Exercise: Using the data below, work out how many lines contain the word "microseconds", then state that number without comment.
(Extracted entries)
PR #4170, opened 2026-09-06
fix: count active operations and preserve agent roster freshness

PaleRoses:
## Scope

- Add `active_only` to operation listing (HTTP, MCP and generated SDKs). It filters pending/processing records before counting; the coding-agent client reads that total rather than filtering the newest 20 results. Unavailable or malformed counts are not reported as zero.
- Preserve the knowledge tree's existing `is_stale` flag through the coding-agent client into SessionStart and periodic rosters. Unknown freshness stays unmarked; a refreshed page loses its stale marker.

Individual page reads, exports, response schemas and the control-plane freshness path remain unchanged. This revision removes the proposed per-page freshness queries.

## Reproduction and boundaries

Upstream reports zero active operations when its newest 20 records are completed and an older operation remains pending. Its page-list adapter also discards a true freshness flag already present in the tree.

The exact count includes deferred/parked operations. Existing bank-wide readiness and settle policies are unchanged; a busy shared bank can still reach the settle deadline. Older servers ignoring `active_only` return the full history total, an overcount.

## Verification

- 387 backend tests passed across operation status, async batch retain, MCP tools and knowledge-base suites, using mock LLMs and an isolated PostgreSQL instance.
- 879 coding-agent tests passed across 67 files; TypeScript, formatting and bundle build passed. Three retained regressions fail against upstream: truncated counting, fabricated zero on unavailable counts, and missing stale markers. Three source-text assertions were removed; behavioral coverage remains.
- Built status CLI reports the older pending operation; built Claude SessionStart hook emits the stale marker and leaves the fresh page unmarked. Both ran against a read-only HTTP fixture.
- OpenAPI, documentation projections and SDKs regenerated with the pinned generators. Rust SDK, Go SDK, TypeScript SDK and Rust CLI builds passed; Ruff and Python type checks passed.

No live deployment, private-bank migration, full-monorepo suite or live-provider testing.


nicoloboschi:
you can filter on status already

PR #4171, opened 2026-09-07
fix(memories): use GIN for tagged mental-model staleness negatives

### LINKED ISSUE #4169: Batched mental-model staleness check does a full-bank scan per scope in the common "already fresh" case
# Batched mental-model staleness check does a full-bank scan per scope in the common "already fresh" case

## Summary

`any_memory_updated_since_batch` (`hindsight_api/engine/memories/pg/reads.py`, added in #3589) is fast only when a scope's LATERAL subquery finds a matching row quickly. When a tagged scope has **no** memory written since its watermark — the common case once a bank is mostly caught up — the same query walks the entire bank per scope instead of using the GIN tag index that already exists.

In production, this shows up as: Envoy logs 127 `504`s in 12h on our UI host (path not recorded by our access-log config), each at ~15,060ms — its own upstream route timeout firing. Correlated by timestamp, hindsight-api's own log shows a `TimeoutError` traceback (raised inside asyncpg's `protocol.pyx`) for `GET .../mental-models`, in this exact function, in the same windows. Our own isolated reproduction of the batch (below) takes 8.4s warm, single-shot, no concurrent load — already large enough that under real production conditions (concurrency, cache pressure) it plausibly reaches the full 15s Envoy saw. (Reproduction detail and a predicate caveat are below.)

## Why this wasn't caught by #3589's own benchmark

#3589 measured 30–300 scopes on a synthetic 400k-row table (200k in the hot bank) and reported 0.18–4.3ms. That benchmark's scopes were all in the **positive** case — a matching write exists, so the `ORDER BY updated_at DESC LIMIT 1` LATERAL finds it within a few rows and the `(bank_id, updated_at)` index terminates the scan early. The PR's own docstring states the design assumption plainly:

> "the scans themselves are microseconds once `idx_memory_units_bank_updated_at` exists"

That's true for the positive case. It is not measured for the **negative** case — a tagged scope where nothing in-scope has been written since the watermark. There, `updated_at > s.since` starts satisfying immediately (recent writes to *other* tags/pages exist), but the tag-containment filter then has to reject every one of those rows one at a time until the scan reaches the offset where the last write to *this* scope's tag actually lives — which for a scope that's been quiet for a while is most of the table. LIMIT 1 never gets to stop early because nothing matching is found until (or unless) the scan finishes.

## Reproduction

```sql
EXPLAIN (ANALYZE, BUFFERS)
SELECT s.scope_key, (h.hit IS NOT NULL) AS stale
FROM jsonb_to_recordset('[{"scope_key":"a","since":"2026-07-21T09:58:00+00:00","tags":["project:example"],"fact_types":null}]'::jsonb)
     AS s(scope_key text, since timestamptz, tags varchar[], fact_types text[])
LEFT JOIN LATERAL (
  SELECT 1 AS hit FROM memory_units mu
  WHERE mu.bank_id = 'redacted' AND mu.updated_at > s.since
    AND mu.tags IS NOT NULL AND mu.tags != '{}' AND mu.tags @> s.tags
    AND (s.fact_types IS NULL OR mu.fact_type = ANY(s.fact_types))
  ORDER BY mu.updated_at DESC LIMIT 1
) h ON TRUE;
```

Result on our data — one scope, `all_strict`-mode tag with no recent write, watermark ~7 weeks old. `all_strict` is the default `tags_match` for any mental model that carries its own tags and doesn't override the mode; that's 214 of our 215 models:

```
Index Scan using idx_memory_units_bank_updated_at on memory_units mu
  Index Cond: ((bank_id = 'redacted') AND (updated_at > s.since))
  Filter: (tags IS NOT NULL AND tags <> '{}' AND (tags @> s.tags) AND ...)
  Rows Removed by Filter: 123074
Execution Time: 247.347 ms
```

247ms for **one** scope, walking the whole bank because nothing matches. The `GET /mental-models` payload batches all 214 tagged scopes at once; production's own timeout and error log (above) is the direct evidence this happens for real. Our own reproduction of that batch, on the same real data, is below — same plan shape (btree walk past everything, GIN unused) repeated 214 times.

```
Execution Time: 8426.177 ms   (batch of 214, reproduced with `&&` — see caveat below)
```

That 8.4s batch reproduction used `&&` (overlap), which we later found is not the exact production predicate — production is `@>` (containment), confirmed by capturing the live query text from `pg_stat_activity`. We re-ran the single-scope case with the corrected `@>` predicate (above, 247ms) and it shows the identical plan shape and a comparable per-scope cost to the `&&` version (209ms), so we're confident the same mechanism drives the batch cost regardless of which array operator is used. We did not re-run the full 214-scope batch with `@>` to avoid adding further load to a live incident; the 8.4s figure above should be read as "our best batch-level reproduction of the mechanism," not a byte-for-byte capture of one production request.

## A candidate fix

Replacing the `ORDER BY ... LIMIT 1` LATERAL with an aggregate lets the planner use the GIN `tags` index instead of the `(bank_id, updated_at)` btree:

```sql
LEFT JOIN LATERAL (
  SELECT bool_or(mu.updated_at > s.since) AS hit
  FROM memory_units mu
  WHERE mu.bank_id = $1
    AND mu.tags IS NOT NULL AND mu.tags != '{}' AND mu.tags @> s.tags
    AND (s.fact_types IS NULL OR mu.fact_type = ANY(s.fact_types))
) h ON TRUE
```

Same single scope, `@>` predicate, outer projection changed to `COALESCE(h.hit, false)` since `bool_or` always returns one row per group (unlike the `LIMIT 1` version, where a genuine no-match produces no row at all):

```
Bitmap Heap Scan on memory_units mu
  Recheck Cond: (tags @> s.tags)
  -> Bitmap Index Scan on idx_memory_units_tags
       Index Cond: (tags @> s.tags)
Execution Time: 1.022 ms (query cost; ~33ms wall time includes one-off JIT compilation)
```

247ms → ~1ms for the query itself, via the GIN index instead of the btree walk. We ran this for one scope only, not the full 214-scope batch, to keep this measurement pass bounded. **This is not yet a drop-in fix** — three things still need verifying before it's a patch rather than a proof of mechanism: (1) `build_tags_where_clause` supports `any` / `all` / `any_strict` / `all_strict`; we've only measured `all_strict`, which is the default for any model that carries tags (214 of our 215) but not necessarily the only mode present if some model overrides it; (2) `tag_groups` scopes are explicitly handled elsewhere (one-at-a-time fallback per the existing source comment) and this change doesn't touch that path; (3) the aggregate needs to be proven to return identical `{scope_key: stale}` answers to the current implementation across all four modes, not just checked for using the right index. Posting it here as a starting point for whoever picks this up, not as a ready patch — happy to do that equivalence work and open a PR if useful.

## Environment

- `ghcr.io/vectorize-io/hindsight-api:0.9.2` (current release; confirmed present on `main` as of writing — not fixed by any commit since #3589)
- Postgres 15.4, pgvector
- `memory_units`: 133,293 live rows in the affected bank; `mental_models`: 215 rows, 214 tagged

leilei3167:
## What Problem
`any_memory_updated_since_batch` (from #3589) is fast when a scope finds a matching write quickly, but in the common "already fresh" case a tagged scope walks the whole bank via `idx_memory_units_bank_updated_at` and filters tags row by row. Under production load that shows up as Envoy ~15s `504`s and asyncpg `TimeoutError` on `GET .../mental-models` (see #4169).

## Why
For tagged scopes, move `updated_at > s.since` into `bool_or(...)` and keep the tag predicate in `WHERE`, so Postgres can drive from `idx_memory_units_tags` instead of the btree walk. Untagged scopes still use the `ORDER BY ... LIMIT 1` plan that #3589 tuned for whole-bank watermarks. `tag_groups` still fall back one-at-a-time.

## How verified
- `pytest tests/test_any_memory_updated_since_batch_gin_4169.py` — tagged path uses `bool_or` (no btree `ORDER BY`/`LIMIT 1`); untagged keeps early-exit; all four `tags_match` modes use the GIN path when tagged (3 passed).
- Extended `test_batched_staleness_matches_the_single_model_answer` with `any`/`all`/`any_strict`/`all_strict` plus a quiet tagged negative scope so batch and one-at-a-time stay aligned.

Fixes #4169

### DIFF
--- a/hindsight-api-slim/hindsight_api/engine/memories/pg/reads.py
+++ b/hindsight-api-slim/hindsight_api/engine/memories/pg/reads.py
@@ -547,23 +547,25 @@ async def any_memory_updated_since_batch(
 
     The knowledge tree and the mental-model list ask this for every model in the
     bank on a poll, and one round-trip each is what made the exact answer look
-    expensive — the scans themselves are microseconds once
-    ``idx_memory_units_bank_updated_at`` exists. Scopes are grouped by the tag
-    clause they generate (a bank's pages almost always share one), each group is
-    joined against its scope set as JSON, and every group is a single prepared
-    plan however many pages it covers.
+    expensive. Scopes are grouped by the tag clause they generate (a bank's pages
+    almost always share one), each group is joined against its scope set as JSON,
+    and every group is a single prepared plan however many pages it covers.
 
-    Two details in the SQL are load-bearing:
+    The LATERAL shape depends on whether the group has a tag filter:
 
-    * ``ORDER BY mu.updated_at DESC`` inside the LATERAL. It does not change the
-      answer — we only ask whether a row exists — but without it the planner
-      estimates the ``LIMIT 1`` will be satisfied early, picks a sequential scan,
-      and the whole point is lost (measured: 13 ms per scope instead of 0.03 ms).
-      The ORDER BY makes the ``(bank_id, updated_at DESC)`` index the obvious way
-      to run the join, which is also the cheapest.
+    * Untagged scopes keep ``ORDER BY mu.updated_at DESC LIMIT 1`` so the planner
+      walks ``idx_memory_units_bank_updated_at`` and stops at the first hit — the
+      common positive case for a whole-bank watermark.
+    * Tagged scopes use ``bool_or(mu.updated_at > s.since)`` with the tag
+      predicate in ``WHERE`` (and *without* an ``updated_at`` range predicate).
+      Putting ``updated_at > s.since`` in the aggregate lets Postgres drive from
+      ``idx_memory_units_tags`` instead of walking every newer bank row and
+      rejecting off-tag ones. That negative case is the common one once a bank is
+      mostly caught up, and the btree walk was timing out ``GET /mental-models``
+      under production load (#4169).
     * ``LEFT JOIN LATERAL`` rather than a correlated ``EXISTS``. A scalar subquery
       over a function scan gets no useful row estimate and falls back to a
-      sequential scan for the same reason.
+      sequential scan.
 
     Compound ``tag_groups`` scopes cannot be expressed against a joined row, so
     they fall back to one :func:`any_memory_updated_since` each — they are rare,
@@ -571,9 +573,7 @@ async def any_memory_updated_since_batch(
 
     Postgres only. This module backs both SQL dialects, and Oracle reaches it
     through a regex rewriter that does not model ``jsonb_to_recordset`` or
-    ``LATERAL``, so an Oracle connection takes the same per-scope path. It is the
-    round-trips that are saved here, not the scans — the scans are cheap on both
-    dialects once the ``(bank_id, updated_at)`` index exists.
+    ``LATERAL``, so an Oracle connection takes the same per-scope path.
     """
     if not scopes:
         return {}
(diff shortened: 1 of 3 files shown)


nicoloboschi:
Thanks for this — the diagnosis is right, and the mechanism you identified (the `LIMIT 1` can only stop at a match, so a quiet tagged scope walks every write since its watermark) is exactly what #4195 has just landed a fix for. Closing this as superseded, with credit to the analysis here and in #4169.

Two things came out of benchmarking your shape that are worth recording, because they changed what we shipped:

**The aggregate must not be applied to every *tagged* scope, only to the ones whose clause an index can serve.** This PR gates on `if tag_clause`, which includes the non-strict `any` / `all` modes. Their clause is `(tags IS NULL OR tags = '{}' OR tags <op> s.tags)` — the `OR` makes it un-indexable, so the aggregate cannot reach `idx_memory_units_tags` and instead loses the early exit it had. Measured on 100k rows and 214 scopes:

| `tags_match="any"` | quiet scopes | scope with matches |
|---|---|---|
| `LATERAL … LIMIT 1` | 3656ms | **3.8ms** |
| `bool_or` aggregate | 3307ms | **4083ms** |

No gain on the negative case, and a ~1000× regression on the positive one. #4195 therefore routes on index-eligibility rather than on "has tags" — `_strict` and `exact` take the aggregate, `any`/`all` keep the walk.

**`bool_or` is not an Oracle aggregate.** The single-scope path is what an Oracle connection falls back to, and its rewriter turns `tags @>` / `&&` into `JSON_TABLE` existence predicates, so the shape would be a syntax error there rather than a slower plan. #4195 gates on `conn.backend_type`.

Also worth knowing, since it is the obvious next idea: a composite `btree_gin (bank_id, tags, updated_at)` does **not** rescue the `LIMIT 1` form — the planner still prefers the `ORDER BY` index (3439ms). And putting `updated_at > s.since` back into the aggregate's `WHERE` alongside the tag predicate drops it to a sequential scan (`Rows Removed by Filter: 100214`). Keeping the tag predicate as the *only* index-eligible filter, exactly as you wrote it, is what makes the plan hold.

End to end on the reproduction, `GET /mental-models` went 3502ms → 6.1ms. Thank you — this was a good catch, and the report in #4169 was unusually well evidenced.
(End Extracted entries)
Reply: 2